I have not owned an ol man since the mid 90s. The videos I've watched online they seem really loud to put together. Is this true? I am interested in and Alumalite climber.


Sent from my iPhone using Tapatalk


----------



## Slumper (Jan 30, 2011)

kballer1 said:


> Old man climber stand, mine is not bad but always looking for some thing more comfortable as retired & do spend a lot of time hunting.


Congratulations Kballer1 - Since you were the first one to step up and post we have chosen you to receive a *FREE* seat. We will be contacting you for more information.


----------



## kballer1 (Aug 31, 2010)

Thank You it is greatly appreciated & will get a lot of use this fall.


----------



## Slumper (Jan 30, 2011)

kballer1 said:


> Thank You it is greatly appreciated & will get a lot of use this fall.

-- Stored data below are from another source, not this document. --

Issue #14036, opened 2026-01-29
Documentation Enhancement Suggestions


sproggit:
### Before You Submit

- [ ] I have checked for existing issues and pull requests related to my suggestion.
- [ ] I have posted on the [Nextcloud Community Help Forum](https://help.nextcloud.com) if my suggestion is a troubleshooting scenario or I'm unsure about the solution.

### Type of Suggestion

Suggesting an improvement

### Relevant Documentation Links

https://docs.nextcloud.com/server/stable/admin_manual/installation/php_configuration.html

### Summary

Minor Suggestins for PHP and Redis in the Documentation

### Details

I've just completed a migration of my local instance of 32.0.5 and hit a couple of issues - and wanted to share suggested enhancements for the documentation. For context, I've been performing the "bare metal" installation on a native Raspberry Pi running the latest Trixie OS version. 

1. Outdated List of Required PHP Modules [and other dependencies]. 
The list at the above URL is now increasingly out of date as more of the optional modules seem to be bundled by default with the core PHP package set. I've just deployed on PHP 8.4 and several of the identified modules cannot be found because they seem to be bundled [I'm using Debian packages via Raspberry Pi OS]. 

Similarly, when I ran "apachectl -M" on both my "old" and "new" hosts, I quickly spotted that the "new" host did not have "proxy_module (shared)" and "proxy_fcgi_module (shared)". I've raised this as a question with the Raspberry Pi folks, but anyone else performing a similar migration on the Pi platform will hit the same issue. It makes sense to capture the right response to stuff like this - or at least make clear if a gap is critical or not. My sense is that the community would gladly share given the means to do so. 

2. Major Issue - Redis
[...]

PR #14792, opened 2026-05-07
Add guidance about optional services in migration guide

skjnldsv:
## Summary
Adds explicit guidance about optional services in the migration guide to prevent migration failures.

## Problem
When migrating Nextcloud to a new server, users often encounter errors like "Redis server went away" because they fail to configure optional services (Redis, Memcached, etc.) on the new machine before completing the migration. The current migration guide makes no mention of these dependencies.

## Solution
Added an "important" notice in Step 1 of the migration guide that instructs users to:
1. Check the original system's `config/config.php` for optional services
2. Identify commonly configured services (Redis, Memcached, external storage, etc.)
3. Install and configure these same services on the new machine BEFORE copying Nextcloud files

## Changes
- Updated [admin_manual/maintenance/migrating.rst](admin_manual/maintenance/migrating.rst)
- Added explicit list of services to check for (Redis, Memcached, external storage, LDAP, mail, search backends)
- Emphasized the critical timing: services must be configured before startup

## Relates to
#14036

### DIFF
--- a/admin_manual/maintenance/migrating.rst
+++ b/admin_manual/maintenance/migrating.rst
@@ -37,6 +37,20 @@ the new location. It is also assumed that the authentication method
     your original machine was installed recently just copying that base
     configuration is a safe best practice.
 
+    .. important:: Before beginning the migration, **check the ``config/config.php`` file
+       on your ORIGINAL system** to identify any optional services that are configured,
+       such as:
+
+       * Redis or Memcached (for caching/sessions)
+       * External object storage (S3, etc.)
+       * LDAP
+       * Mail server settings
+       * Full-text search backends (Elasticsearch, etc.)
+
+       **You must also install and configure these same services on the NEW machine
+       before copying the Nextcloud files.** Failure to do so may cause errors such
+       as "Redis server went away" or connection failures during Nextcloud startup.
+
 
 #.  On the original machine then stop Nextcloud. First activate the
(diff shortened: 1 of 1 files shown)


miaulalala (approved):
🍓  nice

sproggit:
as the author of the Enhancement Suggestion that prompted the creation of this Issue, I think this captures the challenge well. I'm not sure if it helps to clarify further, but in the hope that it does... I think there are a couple of elements here, only one of which can be addressed by NextCloud... 

The method I chose to take to port a running instance to a new server was to create a new server environment and then perform a vanilla installation of NextCloud on the target host, using a new domain name and IP address. I then used that vanilla environment to debug dependencies and oddities before following the guide in terms of porting the site content to the new host. What I found was that the "vanilla site" worked just fine, but the the ported version didn't. 

I appreciate this might be difficult to do at the NextCloud platform level [because some dependencies might be introduced by optional Apps] but is there any way that NextCloud is or can be made aware of those dependencies, such that an administrator could migrate a "dependency list" out of their existing environment and use that to sanity check the destination?

skjnldsv:
@sproggit thanks for the input :)
So, your suggestion of having those listed at the NC level is great. But we don't really have a migration settings page on nc. We do have the user migration app, but this is really more about user data than it is about infrastructure.

I think having it in the docs should be good enough :+1:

Please check your Private messages from us.


----------



## Rupypug (Oct 24, 2006)

Congratulations kballer1. I love my slumper seats


Sent from my iPhone using Tapatalk


----------



## whitetailshot (Jun 29, 2016)

wow, Id like to have a free one for my Summit Viper


----------



## Slumper (Jan 30, 2011)

We have seats for old and new tree stands.Including seats for the old Loc-on type seats.

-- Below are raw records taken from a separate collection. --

PR #14852, opened 2026-05-14
fix(docs): list config.php keys to review when migrating servers

### LINKED ISSUE #12919: Copy config.php for "Migrating to a different server"
In documentation for "Migrating to a different server" in step 4 (and in referenced "Backup" and "Restoring backup") it is described to copy config files / folder. 
Im wondering about that because of some entries in config.php: 
1. datadirectory: Also in step 4 it is said that "Depending on the original installation method and the OS the files are located in different locations". But location of data files is stored in config.php and with copying it to new installation I would overwrite location setting. So either I have to copy config.php, so use same location as before (if just entry in config.php is containing it) and then also copy data to that folder.
2. dbpassword: New database has different password than old. So with overwriting config.php acces should not work anymore, or?
3. version: I did migration to upgrade NCPI, as direct update did not work in that case. So target has different version and at least displayed version would be wrong.
4. Other entries? So far I did migration without copying config.php, nextcloud came up but I did not dare to really switch to new one. Maybe other entries will cause issues.

skjnldsv:
### ☑️ Resolves

* Fix #12919

### What changed and why

The migration guide told users to copy `config/config.php` to the new server and only said *"if you change any paths, adapt them in config.php"*. That is not enough — several keys are server-specific and will silently be wrong after a copy, causing startup errors or data corruption:

- `datadirectory` — path should not change (only on specific very rare cases)
- `dbhost` / `dbname` / `dbuser` / `dbpassword` — new DB instance = new credentials
- `trusted_domains` — must include the new hostname
- `overwrite.cli.url` — must reflect the new URL
- `memcache.*` / `redis` connection params — cache host may differ
- `logfile` — log path may differ

Added an `important` admonition in step 4 (the file-copy step) that explicitly lists each of these keys and explains the consequence of leaving them stale.

### 🖼️ Screenshots

image
### ✅ Checklist

- [ ] I have run `codespell` or similar and addressed any spelling issues

### DIFF
--- a/admin_manual/maintenance/migrating.rst
+++ b/admin_manual/maintenance/migrating.rst
@@ -79,6 +79,45 @@ the new location. It is also assumed that the authentication method
       Changing the location of the data directory might cause a corruption of relations
       in the database and is not supported.
 
+    .. important::
+      After copying ``config/config.php`` to the new machine, **review and update every
+      server-specific value** before starting Nextcloud. At minimum check:
+
+      * ``datadirectory`` — keep this path identical to the original server wherever
+        possible. Changing the data directory path requires a database update and
+        is strongly discouraged; see :ref:`troubleshooting_data_directory`
+        if you have no choice.
+      * ``dbhost``, ``dbname``, ``dbuser``, ``dbpassword`` — update if the new server
+        uses a different database host or credentials.
+      * ``trusted_domains`` — add or replace the new server's hostname or IP address.
+      * ``overwrite.cli.url``, ``overwritehost``, ``overwriteprotocol``,
+        ``overwritewebroot`` — update to reflect the new server's URL and any
+        reverse-proxy setup.
+      * ``memcache.local``, ``memcache.distributed``, ``memcache.locking`` and the
+        associated connection parameters — update if the cache/session backend address
+        changed on the new machine. Depending on the backend in use, check ``redis``
+        or ``redis.cluster`` (for Redis / Redis Cluster) or ``memcached_servers``
+        (for Memcached).
+      * ``objectstore`` — if external object storage (S3, Swift, etc.) is configured,
+        verify that the endpoint, bucket, and credentials are still valid and reachable
+        from the new server.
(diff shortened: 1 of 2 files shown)


nickvergessen:
Changing data directory is not supported and should be avoided at any cost.
In theory a change of oc_storage entry is also needed and things like that

skjnldsv:
> Changing data directory is not supported and should be avoided at any cost. In theory a change of oc_storage entry is also needed and things like that

We indeed have a dedicated section about this. https://docs.nextcloud.com/server/stable/admin_manual/issues/general_troubleshooting.html#troubleshooting-data-directory

skjnldsv:
Done @nickvergessen

skjnldsv:
Updated screenshot too

admin_manual/maintenance/migrating.rst
```diff
@@ -79,6 +79,41 @@ the new location. It is also assumed that the authentication method
...
+      * ``objectstore`` — if external object storage (S3, Swift, etc.) is configured,
+        verify that the endpoint, bucket, and credentials are still valid and reachable
+        from the new server.
+      * ``mail_smtphost``, ``mail_smtpport`` — update if the SMTP relay differs on
+        the new server.
+      * ``logfile`` — update if the log path differs on the new server.
+      * ``tempdirectory`` — if set to a custom path, make sure that path exists and
+        is writable on the new server.
+
+      The ``secret`` and ``instanceid`` values are generated once at install time and
```
susnux, line 114: `serverid` must  also not change!

skjnldsv: Oh, didn't know that one !

skjnldsv: Well, it's not one I generated by default. And its documentation states it shouldn't change already. Should I really add it here you think? 
😊

susnux: Well it must not change otherwise there can be problems with snowflakes but hopefully they do not manually edit it :sweat_smile:

susnux (approved):

PR #14855, opened 2026-05-14
Clarify autocomplete share type values

mzl2233:
This clarifies the autocomplete API documentation by listing the valid `shareTypes` values next to the guest-account example, including `8` for guest accounts and the default user value. It also fixes the surrounding wording so readers can tell which query parameter to use and what happens when it is omitted.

https://slumperseats.com/product/fab-seat/


----------



## Slumper (Jan 30, 2011)

We have all our seats made here in the USA !


----------



## cbinz19 (Jan 27, 2011)

Which seat would you recommend for a lone wolf? I have the flip top climber


----------



## Slumper (Jan 30, 2011)

cbinz19 said:


> Which seat would you recommend for a lone wolf? I have the flip top climber


The Simple 16 is the one most Lone Wolf guys use. FYI - the thick seat might prevent the seat from going all the way up.

https://slumperseats.com/product/simple-16/


----------



## cbinz19 (Jan 27, 2011)

Slumper said:


> The Simple 16 is the one most Lone Wolf guys use. FYI - the thick seat might prevent the seat from going all the way up.
> 
> https://slumperseats.com/product/simple-16/


Does the seat sit at a 45 then?


----------



## Slumper (Jan 30, 2011)

cbinz19 said:


> Does the seat sit at a 45 then?


I think it goes up more than that. If you get it and the comfort don't outweigh the inconvenience. You can return it.


----------



## Camocam813 (Jan 10, 2009)

I use API, need seat bc of squirells. Ladder stands of all sort, seats get lost, and i cant stand WAFFLE ASS!


----------



## Slumper (Jan 30, 2011)

Camocam813 said:


> I use API, need seat bc of squirells. Ladder stands of all sort, seats get lost, and i cant stand WAFFLE ASS!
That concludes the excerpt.